- WHAT YOU WILL DO -
Report back each line of the records that contains the string "against".

- EXTRACTED ENTRIES -
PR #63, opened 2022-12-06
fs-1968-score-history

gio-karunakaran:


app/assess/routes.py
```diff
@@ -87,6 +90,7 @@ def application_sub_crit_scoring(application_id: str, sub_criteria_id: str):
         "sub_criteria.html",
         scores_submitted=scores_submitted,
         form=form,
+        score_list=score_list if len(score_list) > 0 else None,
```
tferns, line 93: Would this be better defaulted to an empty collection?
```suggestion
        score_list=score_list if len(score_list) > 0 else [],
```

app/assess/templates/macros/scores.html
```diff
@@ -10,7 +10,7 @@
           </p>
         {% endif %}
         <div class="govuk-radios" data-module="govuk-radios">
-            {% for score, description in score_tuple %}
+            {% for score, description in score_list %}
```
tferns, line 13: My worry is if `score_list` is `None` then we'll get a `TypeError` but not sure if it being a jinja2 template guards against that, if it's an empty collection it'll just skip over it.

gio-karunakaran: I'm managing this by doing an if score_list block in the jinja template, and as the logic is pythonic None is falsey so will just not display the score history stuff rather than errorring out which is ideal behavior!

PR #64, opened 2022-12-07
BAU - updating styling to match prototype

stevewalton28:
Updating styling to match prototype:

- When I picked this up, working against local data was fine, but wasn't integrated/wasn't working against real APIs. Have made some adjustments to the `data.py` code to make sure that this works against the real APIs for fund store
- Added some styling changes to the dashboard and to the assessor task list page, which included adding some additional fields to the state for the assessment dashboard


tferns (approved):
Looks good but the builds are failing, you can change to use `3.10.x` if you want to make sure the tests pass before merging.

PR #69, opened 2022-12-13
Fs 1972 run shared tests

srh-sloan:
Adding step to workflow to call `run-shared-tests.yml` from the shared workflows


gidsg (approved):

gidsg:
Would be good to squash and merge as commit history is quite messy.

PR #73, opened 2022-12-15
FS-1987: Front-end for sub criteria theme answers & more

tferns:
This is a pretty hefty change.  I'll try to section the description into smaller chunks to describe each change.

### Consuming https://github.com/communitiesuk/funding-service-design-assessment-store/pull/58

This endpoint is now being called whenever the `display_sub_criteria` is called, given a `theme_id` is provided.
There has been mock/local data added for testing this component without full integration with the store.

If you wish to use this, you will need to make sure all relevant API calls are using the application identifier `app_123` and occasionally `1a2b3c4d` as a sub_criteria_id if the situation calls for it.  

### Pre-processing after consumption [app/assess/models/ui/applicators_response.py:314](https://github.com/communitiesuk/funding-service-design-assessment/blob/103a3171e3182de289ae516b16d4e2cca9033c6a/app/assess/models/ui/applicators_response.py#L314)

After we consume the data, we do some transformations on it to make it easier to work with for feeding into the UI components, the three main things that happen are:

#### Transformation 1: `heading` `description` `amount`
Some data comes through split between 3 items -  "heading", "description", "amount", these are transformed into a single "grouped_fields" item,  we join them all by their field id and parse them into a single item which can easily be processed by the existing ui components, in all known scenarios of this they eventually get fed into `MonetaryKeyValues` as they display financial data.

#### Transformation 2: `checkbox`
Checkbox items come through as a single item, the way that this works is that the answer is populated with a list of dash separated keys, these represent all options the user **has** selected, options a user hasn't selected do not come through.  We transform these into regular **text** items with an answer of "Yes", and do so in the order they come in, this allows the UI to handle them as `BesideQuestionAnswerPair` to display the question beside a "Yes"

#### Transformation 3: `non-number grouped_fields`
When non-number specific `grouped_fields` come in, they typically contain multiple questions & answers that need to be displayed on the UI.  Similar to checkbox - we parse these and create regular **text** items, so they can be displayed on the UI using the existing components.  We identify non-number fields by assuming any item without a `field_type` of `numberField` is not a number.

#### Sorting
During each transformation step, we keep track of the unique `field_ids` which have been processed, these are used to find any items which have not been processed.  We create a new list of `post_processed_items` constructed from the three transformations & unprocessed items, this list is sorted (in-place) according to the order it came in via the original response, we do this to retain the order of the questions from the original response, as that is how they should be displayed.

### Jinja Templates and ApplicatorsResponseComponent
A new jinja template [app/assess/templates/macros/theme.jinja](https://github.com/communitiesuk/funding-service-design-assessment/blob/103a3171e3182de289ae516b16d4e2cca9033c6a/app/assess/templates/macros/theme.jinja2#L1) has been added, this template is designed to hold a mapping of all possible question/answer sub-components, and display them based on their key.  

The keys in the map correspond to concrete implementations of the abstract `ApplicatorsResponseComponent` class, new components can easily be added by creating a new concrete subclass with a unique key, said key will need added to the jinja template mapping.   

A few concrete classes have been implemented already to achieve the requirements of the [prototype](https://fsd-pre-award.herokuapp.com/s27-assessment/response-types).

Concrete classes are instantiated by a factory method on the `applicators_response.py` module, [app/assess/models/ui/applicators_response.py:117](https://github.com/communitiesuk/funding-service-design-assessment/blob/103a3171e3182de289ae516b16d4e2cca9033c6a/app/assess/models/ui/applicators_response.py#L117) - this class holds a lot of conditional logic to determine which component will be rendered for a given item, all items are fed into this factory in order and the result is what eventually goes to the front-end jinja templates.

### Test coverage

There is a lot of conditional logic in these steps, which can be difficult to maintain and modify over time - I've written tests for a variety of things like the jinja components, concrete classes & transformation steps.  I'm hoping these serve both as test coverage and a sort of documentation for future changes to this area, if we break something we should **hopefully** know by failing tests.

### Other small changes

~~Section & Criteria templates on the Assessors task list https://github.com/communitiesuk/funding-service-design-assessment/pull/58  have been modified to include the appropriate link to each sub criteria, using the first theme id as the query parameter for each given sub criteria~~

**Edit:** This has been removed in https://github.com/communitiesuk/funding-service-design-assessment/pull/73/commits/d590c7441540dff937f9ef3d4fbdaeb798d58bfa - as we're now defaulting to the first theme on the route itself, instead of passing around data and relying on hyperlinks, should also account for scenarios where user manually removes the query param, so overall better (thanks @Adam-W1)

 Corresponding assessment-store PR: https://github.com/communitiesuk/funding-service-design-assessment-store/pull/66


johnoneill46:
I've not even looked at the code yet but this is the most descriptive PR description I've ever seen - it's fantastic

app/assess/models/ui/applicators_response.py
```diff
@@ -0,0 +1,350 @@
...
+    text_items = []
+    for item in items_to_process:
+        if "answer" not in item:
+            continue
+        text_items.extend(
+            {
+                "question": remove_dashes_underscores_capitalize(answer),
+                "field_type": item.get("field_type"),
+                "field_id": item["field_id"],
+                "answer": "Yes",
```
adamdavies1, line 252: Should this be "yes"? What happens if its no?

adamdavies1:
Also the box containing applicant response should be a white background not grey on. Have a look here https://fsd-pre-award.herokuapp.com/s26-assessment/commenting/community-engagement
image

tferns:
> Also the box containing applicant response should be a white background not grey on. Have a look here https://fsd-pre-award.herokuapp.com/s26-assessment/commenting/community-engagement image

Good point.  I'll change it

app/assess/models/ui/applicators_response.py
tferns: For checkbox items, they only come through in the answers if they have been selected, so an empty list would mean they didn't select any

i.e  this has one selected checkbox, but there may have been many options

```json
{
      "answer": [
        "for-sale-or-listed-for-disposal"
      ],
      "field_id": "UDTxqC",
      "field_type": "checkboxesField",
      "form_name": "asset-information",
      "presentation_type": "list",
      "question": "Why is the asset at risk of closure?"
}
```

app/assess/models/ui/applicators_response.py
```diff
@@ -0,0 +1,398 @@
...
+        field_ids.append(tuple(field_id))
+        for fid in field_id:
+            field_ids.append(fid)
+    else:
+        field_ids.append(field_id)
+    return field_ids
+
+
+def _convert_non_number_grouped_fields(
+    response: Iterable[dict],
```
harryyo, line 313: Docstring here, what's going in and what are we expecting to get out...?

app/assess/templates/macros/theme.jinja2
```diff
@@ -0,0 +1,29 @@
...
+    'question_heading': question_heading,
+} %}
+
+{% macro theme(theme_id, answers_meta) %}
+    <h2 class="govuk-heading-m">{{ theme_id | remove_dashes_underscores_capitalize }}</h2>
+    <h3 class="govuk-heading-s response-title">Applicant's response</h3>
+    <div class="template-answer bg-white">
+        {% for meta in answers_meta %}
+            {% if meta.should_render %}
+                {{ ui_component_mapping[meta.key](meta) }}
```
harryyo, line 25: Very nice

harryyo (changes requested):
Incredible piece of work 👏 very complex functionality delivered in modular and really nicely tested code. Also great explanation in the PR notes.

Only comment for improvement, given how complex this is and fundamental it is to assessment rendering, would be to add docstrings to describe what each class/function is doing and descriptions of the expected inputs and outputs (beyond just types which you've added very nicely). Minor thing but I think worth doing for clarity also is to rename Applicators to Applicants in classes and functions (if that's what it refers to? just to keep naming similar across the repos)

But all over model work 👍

- SOLUTION TO THIS TASK -
tferns, line 13: My worry is if `score_list` is `None` then we'll get a `TypeError` but not sure if it being a jinja2 template guards against that, if it's an empty collection it'll just skip over it.
- When I picked this up, working against local data was fine, but wasn't integrated/wasn't working against real APIs. Have made some adjustments to the `data.py` code to make sure that this works against the real APIs for fund store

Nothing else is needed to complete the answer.